Now that we have defined the basic templates for the Spark cluster, we will need to compile both entities into one cluster template. In the Sahara dashboard, select Cluster Templates and click on Create Template. Select Apache Spark as the Plugin name, with version 1.3.1, as follows:

Give the cluster template a name and small description. It is also possible to mention which process in the Spark cluster will run in a different compute node for high-availability purposes. This is only valid when you have more than one compute node in the OpenStack environment.

The next tab in the same wizard allows you to add the necessary number of Spark instances based on the node group templates created previously. In our case, we will use one master Spark instance and three slave Spark instances, as shown here:

The next tab, General Parameters, provides more advanced cluster configuration, including the following:

Timeout for disk preparing: The cluster will fail when the duration of formatting and mounting the disk per node exceeds the timeout value.
Enable NTP service: This option will enable all the instances of the cluster to synchronized time. An NTP file can be found under /tmp when cluster nodes are active.
URL of NTP server: If mentioned, the Spark cluster will use the URL of the NTP server for time synchronization.
Heat Wait Condition timeout: Heat will throw an error message to Sahara and the cluster will fail when a node is not able to boot up after a certain amount of time. This will prevent Sahara spawning instances indefinitely.
Enable XFS: Allows XFS disk formatting.
Decommissioning Timeout: This will throw an error when scaling data nodes in the Spark cluster takes more than the time mentioned.
Enable Swift: Allows using Swift object storage to pull and push data during job execution.

The Spark Parameters tab allows you to specify the following:

Master webui port: Which port will access the Spark master web user interface.
Work webui port: Which port will access the Spark slave web user interface.
Worker memory: How much memory will be reserved for Spark applications. By default, if all is selected, Spark will use all the available RAM is the instance minus 1 GB. Spark will not run properly when using a flavor having RAM less than 1 GB.

Launching the Spark cluster

Based on the cluster template, the last step will require you to only push the button Launch Cluster from the Clusters tab in the Sahara dashboard. You will need only to select the plugin name, Apache Spark, with version 1.3.1. Next, you will need to name the new cluster, select the right cluster template created previously, and the base image registered in Sahara. Additionally, if you intend to access the cluster instances via SSH, select an existing SSH keypair. It is also possible to select from which network segment you will be able to manage the cluster instances; in our case, an existing private network, Private_Net10, will be used for this purpose.
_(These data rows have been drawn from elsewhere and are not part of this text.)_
PR #1262, opened 2021-03-17
Add "/permissive-" flag for VS compiler

HamedSabri-adsk:
This PR, enables `/permissive-` flag for Visual Studio compiler. Read more here:

https://docs.microsoft.com/en-us/cpp/build/reference/permissive-standards-conformance?view=msvc-160

I recently wrote a code where I bind a non-const reference to a temporary which was rightfully detected as error with GCC but surprisingly not with either VS compiler 2017/2019.

```
void foo(std::string* errMsg)
{
    std::string message{"potato_message"};
    *errMsg = message;
}

int main()
{
    // bad code: I am binding a temporary to a reference and by doing 
    // so I am creating a reference to an object that will be 
    // destroyed at the end of the expression.
    foo(&std::string());
}
```
godbolt pseudo-code:

https://godbolt.org/z/3KzhnM

The "/permissive-" option is supported in Visual Studio 2017 and later and it would be great to have it ON to detect cases like:

- two-phase name lookup
- binding a non-const reference to a temporary
- allowing multiple user-defined conversions in initialization
- treating copy init as direct init

You can read on "Two-phase name lookup support comes to MSVC" here:

https://devblogs.microsoft.com/cppblog/two-phase-name-lookup-support-comes-to-msvc/

### DIFF
--- a/cmake/compiler_config.cmake
+++ b/cmake/compiler_config.cmake
@@ -24,7 +24,7 @@ set(MSVC_FLAGS
     /W3
     $<$<BOOL:${BUILD_STRICT_MODE}>:/WX>
     # enable two-phase name lookup and other strict checks (binding a non-const reference to a temporary, etc..)
-    /permissive-
+    $<$<BOOL:$<VERSION_GREATER:${PXR_VERSION},2002>>:/permissive->
     # enable pdb generation.
     /Zi
     # standards compliant.
--- a/cmake/compiler_config.cmake
+++ b/cmake/compiler_config.cmake
@@ -23,6 +23,8 @@ set(MSVC_FLAGS
     # we want to be as strict as possible
     /W3
     $<$<BOOL:${BUILD_STRICT_MODE}>:/WX>
+    # enable two-phase name lookup and other strict checks (binding a non-const reference to a temporary, etc..)
+    /permissive-
     # enable pdb generation.
     /Zi
     # standards compliant.
--- a/cmake/compiler_config.cmake
+++ b/cmake/compiler_config.cmake
@@ -24,7 +24,7 @@ set(MSVC_FLAGS
     /W3
     $<$<BOOL:${BUILD_STRICT_MODE}>:/WX>
     # enable two-phase name lookup and other strict checks (binding a non-const reference to a temporary, etc..)
-    $<$<BOOL:$<VERSION_GREATER:${PXR_VERSION},2002>>:/permissive->
+    $<$<BOOL:$<VERSION_GREATER:${USD_BOOST_VERSION},106600>>:/permissive->
     # enable pdb generation.
     /Zi
     # standards compliant.
--- a/cmake/modules/FindUSD.cmake
+++ b/cmake/modules/FindUSD.cmake
@@ -101,9 +101,29 @@ elseif(USD_INCLUDE_DIR AND EXISTS "${USD_INCLUDE_DIR}/pxr/pxr.h")
     math(EXPR PXR_VERSION "${USD_MAJOR_VERSION} * 10000 + ${USD_MINOR_VERSION} * 100 + ${USD_PATCH_VERSION}")
 endif()
 
+# Get the boost version from the one built with USD
+if(USD_INCLUDE_DIR)
+    file(GLOB _USD_VERSION_HPP_FILE "${USD_INCLUDE_DIR}/boost-*/boost/version.hpp")
+    list(LENGTH _USD_VERSION_HPP_FILE found_one)
+    if(${found_one} STREQUAL "1")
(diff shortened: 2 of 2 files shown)


ppt-adsk (approved):

kxl-adsk (changes requested):
I really like this change and that we are trying to reduce the differences in strictness level between platforms. Unfortunately, as the change is right now, we can't merge it because older versions are failing to compile. Please try with USD 20.02.

After looking for 2 seconds into it, the issue is more related to the boost version, so we probably need to have some conditional here to check if the right version is used.

ppt-adsk (approved):

cmake/compiler_config.cmake
```diff
@@ -23,6 +23,8 @@ set(MSVC_FLAGS
     # we want to be as strict as possible
     /W3
     $<$<BOOL:${BUILD_STRICT_MODE}>:/WX>
+    # enable two-phase name lookup and other strict checks (binding a non-const reference to a temporary, etc..)
+    $<$<BOOL:$<VERSION_GREATER:${PXR_VERSION},2002>>:/permissive->
```
kxl-adsk, line 27: By checking the USD version here, you make assumptions that nobody changes the default boost version used to build the USD library. I wouldn't make this assumption and instead, add a check that validates the boost version since this is the culprit to the problem.

HamedSabri-adsk: Not quite sure if I follow what you mean by "changing the default boost version". 

We can't and shouldn't rely on Boost version at maya-usd top level cmake.

`${Boost_VERSION} ` is not populated unless you call `find_package(Boost REQUIRED)`. We tried so hard to eliminate such calls and bringing it back again doesn't make much sense.

Second, it makes more sense to rely on USD version because moving forward with USD 20.05, Pixar uses boost-1_70 and it would be highly unlikely that they decide to switch to an old version of boost for any future releases. 

https://github.com/PixarAnimationStudios/USD/blob/ebac0a8b6703f4fa1c27115f1f013bb9819662f4/build_scripts/build_usd.py#L631

I agree with you that the culprit is boost. If it helps I can add a comment to clarify it.

kxl-adsk: Not everyone builds USD with the default configuration and you exactly pointed to the place where one can change the boost version. This means you can build older versions of USD with a newer boost version (or vice versa).

seando-adsk: I see and understand both your points. The only component that relies on Boost in the repo is "plugin/al" (that is the only place "find_package(Boost)" is called, thus here in this top-level compiler_config.cmake we don't know the boost version. I agree with Hamed that we should not add a find_package(Boost) to the top-level cmake. So the only thing we can rely on here is the USD version. Unless you have another idea Krystian?

kxl-adsk: The comment in 400532bb1b0531cf83c9d556a2bdffd942d6f6fb talks about boost python - we do use boost python for core module python bindings. What am I missing that prevents us from getting the boost version?

seando-adsk: It is a bit confusing. Yes we use boost python in the core, which we get via inheritance from linking with USD libs such as Tf. From USD we get the include path to boost (inside the USD artifact) and the boost lib(s). Using boost in this fashion does **not** give us the boost version. 

One way to get the boost version would be to read it from the boost file _version.hpp_. I suppose we modify our FindUSD.cmake to do this just like it gets the USD_VERSION from prx.h.

HamedSabri-adsk: @kxl-adsk The boost python dependency is propagated as soon as we link against ANY of the Pixar USD libraries ( e.g usd, usdImaging, etc... ).

image

If you recall, such dependencies are leaking from Pixar libraries. So even if you have a target that has nothing to do with Boost or python, you still need to make sure that target links against such libraries.

kxl-adsk: I see, this makes much more sense now. Thank you. I'm guessing what Sean proposed is still pretty much doable?

> modify our FindUSD.cmake to do this just like it gets the USD_VERSION from prx.h

HamedSabri-adsk: I would prefer to not make this change for the sake of this PR. We could revisit this at any time **if** any problems rises as a result of this change.

kxl-adsk: The change is FindUSD.cmake looks straight forward and we already have a pattern to copy from. I spoke with @seando-adsk and he will help with it.

seando-adsk (approved):
Since it was my suggestion to get the boost version from the boost file in the USD build, I added the code for it.

ppt-adsk (approved):

kxl-adsk (approved):
Awesome job! Looks to be working great.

Launch the cluster; this will take a while to finish spawning four instances forming the Spark cluster.

The Spark cluster instances can be listed in the Compute Instances tab, as shown here:

Summary

In this article, we created a Spark cluster using Sahara in OpenStack by means of the Apache Spark plugin. The provisioned cluster includes one Spark master node and three Spark slave nodes. When the cluster status changes to theactive state, it is possible to start executing jobs.